Me mira como si yo fuera de Somalia, igual que la espada.
– ¿Qué van a hacer ellos con las espadas, señor comisario? ¿Decorar las paredes de las habitaciones donde duermen en el suelo con una docena de extraños? Además, si la policía hace una redada y encuentra las espadas, se imagina lo que ocurrirá, ¿no?
– ¿Y otros extranjeros, turistas interesados en esa clase de armas?
– En los quince años que lleva abierta mi tienda no ha entrado un solo turista. Compran reproducciones en yeso del Partenón o de las Cariátides, no artículos de Oriente. Además, pueden encontrarlos en sus países.
– De acuerdo. ¿Puedes decirme cómo localizar a tu proveedor de espadas?
– ¿Acaso espera que le enseñe un albarán con su dirección? -dice, y se echa a reír.
– ¿Por qué te ríes? -me mosqueo.
– Ni albaranes ni proveedores, señor comisario. De vez en cuando aparece alguien con un saco a cuestas y lo abre en el suelo. Yo elijo los artículos que me interesan, pago en efectivo y todos contentos. Al cabo de unos días viene otro, con las mismas cosas u otras parecidas, y así sucesivamente. Por eso no tengo almacén. La única mercancía es la que hay en la tienda.
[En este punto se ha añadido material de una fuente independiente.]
PR #2410, opened 2018-09-14
add_path.sh: cmake: add tools folder to the path

nicola-lunghi:
the ${IDF_PATH}/tools/" is needed for cmake to work. add it to the add_path.sh script


projectgus:
Thanks @nicola-lunghi ! LGTM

Saco una tarjeta y se la doy.
– ¿Me llamarás por teléfono si aparece alguien para venderte espadas?
– Le llamaré, aunque no creo que la tienda exista para entonces.
– ¿Por qué no?
– Escuche. Este triángulo entre las calles Sófocles, Eurípides y Atenea es el último trozo de Oriente en Atenas. Aquí compramos mercancías de quien sea, normalmente sin factura, y las autoridades hacen la vista gorda. Nuestros clientes son pobres y nosotros vendemos barato, así nos ganamos el pan. Ahora, con las nuevas medidas, quieren convertirnos en europeos Greek type.
– ¿Qué es eso?
– En Europa quieren evitar que la mercancía entre ilegalmente en los distintos países. Aquí, hasta ahora, cada uno ha hecho lo que le ha dado la gana y ha entrado de todo. Pero ahora viene el Estado y me exige facturas y declaraciones del IVA. ¿A quién voy a pedirle facturas y qué IVA voy a declarar, si es género de contrabando? Los únicos que importan mercancías legalmente en esta zona son los chinos. Ellos compran nuestros bonos del Estado y nosotros compramos sus trapos. Por eso pienso cerrar la tienda y abrir una unidad móvil.
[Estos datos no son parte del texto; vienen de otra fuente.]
PR #2428, opened 2018-09-18
Downgrade python-future required version to 0.15

rojer:
It works fine and this way python-future from Ubuntu Bionic can be used.

### DIFF
--- a/requirements.txt
+++ b/requirements.txt
@@ -6,4 +6,4 @@ setuptools
 # Please keep it as the first item of this list.
 #
 pyserial>=3.0
-future>=0.16.0
+future>=0.15.2


dobairoland:
Hi @rojer. Thanks for the PR. I was thinking about the downgrade but in my opinion it is not a good way to go. Probably we don't need to have anything special from 0.16 but it is hard to tell that whether "it would work fine" or not because there are Python scripts inside ESP-IDF which are not run by users/developers directly. 0.15 is three years old and 0.16 is two. I assume that the opposite (upgrade) will be necessary in the near future because of new versions of Python (3.7, 3.8) and deprecated older versions, like 2.6 (just see the recent changelog of the python-future repository). I emphasize that this is my own personal opinion.

If package provided by your OS is not sufficient then you still can do `pip install --user -r $IDF_PATH/requirements.txt`. You can even setup a virtual python environment and use that with ESP-IDF.

rojer:
i know about PIP but it's always preferable to use distro's package manager if possible.
all other dependencies can be satisfied with package from the main repository, and this seemed like a small enough change, so i made it and seems to work ok in my day to day use.
i don't claim it to be comprehensive testing though. a point can also be made that 0.15.2 is good enough for such pyhton-heavy distro like ubuntu (they use python a lot for their stuff), so it should be ok.
do you have specific requirements that 0.16 satisfies and 0.15 does not?

dobairoland:
Allright @rojer. After taking another look at the changelog and diff I agree with the downgrade. But please make it >=0.15.2. That version will be satisfied even by the Ubuntu 16.04 LTS package. Thanks!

– ¿Qué unidad? ¿Una furgoneta para vender en la calle?
– No, señor comisario. Una manta. Cogeré una manta y me buscaré un puesto entre los inmigrantes de la calle Menandro o Saris. Le pagaré unos euros al vigilante y, cuando se acerque la poli, cogeré la manta y saldré corriendo. Tengo cuarenta y cinco años. ¿Cuánto tiempo aguantaré las corridas? ¿Diez años más? No lo sé. Si dejo de fumar y empiezo a hacer footing, como los europeos, quizás aguante quince.
Antes de que pueda contestarle, suena mi móvil.
– Ya no hace falta seguir investigando -anuncia Vlasópulos-. Lo han pillado.
– ¿A quién?
– Al asesino de la espada.
– ¿Quién es? -pregunto estupefacto.
– El criado negro que tenía Zisimópulos. Será mejor que venga, porque harán declaraciones a los medios.
Me pregunto qué pruebas han encontrado para detener a Bill. Quizá Stazakos haya metido la pata hasta la ingle, aunque, con la supervisión de los policías ingleses, lo dudo. Me devano los sesos pensando qué ha podido encontrar Stazakos que se me hubiera escapado a mí, pero sin resultado.
Camino del coche, informo a Dermitzakis de lo que ocurre y nuestra extrañeza aumenta.
– Pon la sirena -le ordeno cuando entramos en el coche patrulla.